Nel nord est del paese, nel Mpumalanga, provincia del KwaZulu-Natal, tanti si spostano a piedi lungo le strade. Benché, ed è un’altra sfaccettatura di questo complesso caleidoscopio, in un decennio e mezzo il paese abbia compiuto passi da gigante. La squadra di rugby, simbolo della nazione, dal '94 è mista e fortissima.
Secondo statistiche ufficiali il tasso di disoccupazione nel 2001 era sul 34%, nel 2005 sul 26,9%, nel secondo semestre del 2008 era sceso al 23% con 4 milioni e 110 mila disoccupati. Perché, per quanto da perfezionare, la democrazia sudafricana è giovanissima e l’eguaglianza dei diritti resta una conquista immensa. Lo rievoca una performance teatrale a Langa – con 80mila abitanti una delle township (agglomerati ghetto creati per alloggiare la forza lavoro nera in condizioni di mera sopravvivenza) intorno a Città del Capo.
Due attori, Monwabisi Sopitshi e Zamile Hlili, rivivono il momento del loro primo voto: «Se metto una croce qui, il mio passato scomparirà», declama Sopitshi, il più anziano.
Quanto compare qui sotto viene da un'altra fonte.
Issue #1151, opened 2016-05-18
Warning on synchronous use of AJAX during posting of translations


ventice:
**Environment:** Chrome for Windows (any other Chrome will do).
**Prerequisites:**
Open developer console by entering **F12**.
**Steps to reproduce:**
1. Open any sentence by clicking on it
2. Click on translation button
3. Input any translation
4. Submit the translation
**Result:**
In **Console** view you can see the following message:

> Synchronous XMLHttpRequest on the main thread is deprecated because of its detrimental effects to the end user's experience. For more help, check https://xhr.spec.whatwg.org/.

![image](https://cloud.githubusercontent.com/assets/3504880/15362789/84ea1d92-1d27-11e6-9498-243db4502cff.png)

**Expected result:**
No warning in console.
**Possible troubles:**
Because the API is deprecated, its support may be dropped in some future version.

ventice:
Taking this.

ventice:
Looks like this happens because of `<script>` tags returned as part of response from AJAX request. For instance, this happens in `SentencesController::save_translation()` + `app/views/sentences/save_translation.ctp`. As a side effect we get set of `<script>` tags bound to each translation. So, this is fixed by removing `<script>`s from AJAX response.

ventice:
This is the list of all JavaScript files I found in sources:

1. announcement.js
2. chosen.jquery.min.js
3. generic_functions.js
4. jquery.cookie.js
5. jquery.jeditable.js
6. jquery.scrollTo.min.js
7. sentences.change_language.js
8. sentences.contribute.js
9. sentences.copy.js
10. sentences.edit_in_place.js
11. sentences.logs.js
12. sentences.show_another.js
13. sentences_lists.edit_name.js
14. sentences_lists.remove_sentence_from_list.js
15. sinograms.search.js
16. svg4everybody.min.js
17. transcriptions.js
18. users.check_registration.js
19. wall.reply.js
20. wall.show_and_hide_replies.js

The files are sprayed all over view and controller files, so it is a little bit difficult to understand the final set of scripts sent with each page. Anyhow, for the case described in this issue, it looks like only transcriptions.js is to be included in upper level script set and scripts can be removed from views/sentences/save_translation.ctp

ventice:
[...]

Issue #692, opened 2015-06-23
Problems adding multiple sentences to a list from the "Add sentence" page


alanfgh:
User 123xyz reports on [https://tatoeba.org/eng/wall/show_message/23192#message_23192](the Wall):

Bug:

When I add several sentences at once using the "Add Sentence" option, they line up on the page one after the other, but when I start adding them to my lists (well, my single list), I can only add two. The first sentence I add can be any sentence, but afterwards, the "add to list" button becomes unresponsive for all of the sentences except the FIRST one (the top one). If I added the first one as my first sentence, then I can only add one sentence in total.

alanfgh:
I see that when I have three sentences on the page and add the first one to the list, I can then add the third but not the second.

RyckRichards:
I've tested this way:

1st step - added bunch of sentences http://prntscr.com/eczgpa  http://dev.tatoeba.org/eng/contributions/of_user/Ricardo14

2nd step - deleted most of them

they got deleted without any problem

Also, #1313  has been closed too.

jiru:
The problem looks solved now.

Issue #566, opened 2015-02-04
Multiple queries sent when changing a language multiple times


jiru:
Steps to reproduce:
1. Go to a sentence on which you can change the language.
2. Open your favourite dev tool/inspector to scan queries sent by the browser (ctrl-shift-C on Firefox)
3. Change the language of the sentence. You’ll notice one POST query.
4. Change the language of the sentence again. You’ll notice two POST queries.
5. Change the language of the sentence again. You’ll notice four POST queries.

The function executed on language change gets rebinded each time by the response itself.

RyckRichards:
Mentioned by Guybrush88 on [Tatoeba Day #9](https://tatoeba.org/eng/wall/show_message/24479#message_24479).

ventice:
Looks like this issue is already fixed since I can see `$(".languageFlag").unbind('click');` at the beginning of the click handler.

ventice:
Just reproduced it. Taking.

PR #1162, opened 2016-05-23
Got rid of inclusion of .js files in AJAX response for rerunning them

ventice:
This PR addresses issue #1151 
Here is what's done:
1. `watch.js` is developed. This is a small jQuery plug-in holding registry of rules that are to be ensured for the entire document. There are two families of actions in it: **registration** and **DOM modification**. The rules are registered on the startup by all the pages that run jQuery and are immediately applied to the scope in which they are called. After that the rule (a JS function doing jQuery calls) is stored in a list and all the rules are applied to the element being added to DOM by the second family of functions. See image for more details.
watch_js_workflow
2. The JS files related to this issue are changed to use `watch.js`. This effectively means putting all the code inside `$(document).ready(...)` callback into a new function which is registered with `watch.js`. Additionally, all the global calls to `$(...)` are replaced to calls with context to operate only under the node whose DOM has been modified. Note that initially I planned to operate on the node being added (before attaching to DOM) but it may result to error for queries using `parent()` calls for localizing siblings.
3. `watch.js` is shipped by default before other scripts are loaded.
4. `transcriptions.js` is added to be available without being embedded via AJAX call.
5. All the scripts initially shipped with AJAX response are removed.


ventice:
Please note that if you prefer to keep the initial hack with running JS by embedding it in HTML to avoid introduction of such "frameworks", I can fix the issue by simply adding `transcription.js` to default set of scripts. In this case it isn't downloaded upon receiving the response, so the warning described in the issue isn't written.
What are the drawbacks of keeping the "hack". Since the code inside `$(document).ready` is unexpectedly run multiple times, it may result in registration of the same handler as many times, as many responses are received which may result in bugs like double sentences. So, the code inside `$(document).ready` should make sure it is idempotent (running it multiple times make the same result is running it once), for instance by removing any handlers before registering them.
This code partially mimics AngularJS's approach to watching variables, so, if you are planning to migrate to AngularJS, we can live without my reinvented wheel.

trang:
Thank you very much for the explanations :)

I do have plans to migrate to AngularJS, but at this stage I have no certainty that the plans won't be dropped for whatever reason, and I have no clear idea of how long it will take. So I see no problem in using your reinvented wheel in the meantime :p

To ensure that I understand properly, let's say I want to fix the synchronous XMLHttpRequest warning for `/sentences/add`, I would have to:

1. Remove the Javascript from [sentences/add_an_other_sentence.ctp](https://github.com/Tatoeba/tatoeba2/blob/dev/app/views/sentences/add_an_other_sentence.ctp#L42).
2. Inject these scripts from [sentences/add.ctp](https://github.com/Tatoeba/tatoeba2/blob/dev/app/views/sentences/add.ctp) instead.
3. Use `$(document).watch("addrule", ...)` for each of the [scripts involved](https://github.com/Tatoeba/tatoeba2/blob/dev/app/views/helpers/sentences.php#L754).
4. Use `.watch("prepend", data);` instead of `.prepend(data);` in [sentences.contribute.js](https://github.com/Tatoeba/tatoeba2/blob/dev/app/webroot/js/sentences.contribute.js#L56).

Right?

If that's correct I can merge your pull request. 

I can also wait if you'd like to also take care of the warnings on `sentences/add` and `sentences_lists/show/{listId}` (there might be other places, but those are the 2 main ones).

ventice:
> let's say I want to fix the synchronous XMLHttpRequest warning for /sentences/add
To tell the truth in this refactoring the warning itself is very secondary issue. The warning occurs when a **new** script is returned from AJAX request and inserted into the document, so, since browser cannot render the added content before the script is downloaded (because the script may do some tweaking of the document which in our case it really does). This downloading of requested script is where the warning comes from since the downloading may take a while blocking the browser. So, if our sole goal is to get rid of the warning (and its symptoms), we have to make sure that no **new** scripts are returned from AJAX requests. This can be easily achieved by moving all such scripts to default set of scripts loaded with every page. In this case we won't have any warning even though the trick of running JavaScript inside `$(document).ready` by multiple insertion of scripts into the document will still be present.
Anyhow, such trick has potential problems with the maintainability of the code. When writing code any future tatoeba developer may rely on the fact that code inside `$(document).ready` handler should run only once. So, this code may be made non-idempotent (idempotent behavior is the one when multiple invocations have the same effect as single invocation) which may cause bugs. An example of bug is the one with multiple translations of the same sentence. The handler of click of 'translate" button wasn't idempotent, so clicking it multiple times resulted in registration of many handlers. Same kind of bugs are potentially hidden in code in which handlers are misused or used in non-traditional way. My fix tried to address this issue by moving the code from ready-handler to rule. I also tried to avoid processing of entire document at every modification but I failed to completely isolate the scope of the rule, because some rules require logic that only works in the context of the document (navigating by 'parent()'). There are also cases when insertion of rules by processing the entire would work (for instance, rules referring to `body`) and my "fix" would not. Currently it works because our rules don't do global queries but if you are ever planning to run such queries (namely: after completing AJAX request, change something in the header), this new infrastructure would be an obstacle for this.

So, if you still welcome such changes provided the restrictions, I can also fix the cases you mentioned, if not, I can discard it and simply get rid of the warnings in the minimal possible way (that fix will affect 10 lines of code at most).

ventice:
On the other hand, I can still keep the "watching" approach but run the rules not over modified piece of code, but over entire document. It will eliminate restrictions posed over scripts and still be better than multiple invocations of `$(document).ready`

trang:
> An example of bug is the one with multiple translations of the same sentence. The handler of click of 'translate" button wasn't idempotent, so clicking it multiple times resulted in registration of many handlers. Same kind of bugs are potentially hidden in code in which handlers are misused or used in non-traditional way.

Possibly these issues are related to what you're saying there:
* https://github.com/Tatoeba/tatoeba2/issues/566
* https://github.com/Tatoeba/tatoeba2/issues/692


> On the other hand, I can still keep the "watching" approach but run the rules not over modified piece of code, but over entire document. It will eliminate restrictions posed over scripts and still be better than multiple invocations of $(document).ready

Alright so in the end it's up to you :) 

Would you rather do minimal changes, because there are plans to migrate to AngularJS and you'd rather spend time on other issues? Or would you rather do the refactoring because it makes the code more robust and makes you sleep better at night, even if your framework will be in use only for a "short" time?

I'm personally fine either way so you should do what feels more fulfilling for you.

ventice:
Ok, I will keep watch.js (it's very tiny framework so we can happily drop without remorse when we move to AngularJS) but make the scope of queries the entire document. I will also check the issues you have cited.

Poi alla sera in un baretto nel centro urbano il tg informa che Obama ha telefonato al presidente sudafricano perché vuole venire in visita ufficiale. Un anziano addetto alle pulizie e la signora dietro il banco scattano a guardare la tv. «Ne siamo orgogliosi», esclamano. Poi l’uomo, un po’ acciaccato, forse avrà dolori alle ossa, riprende a pulire il pavimento.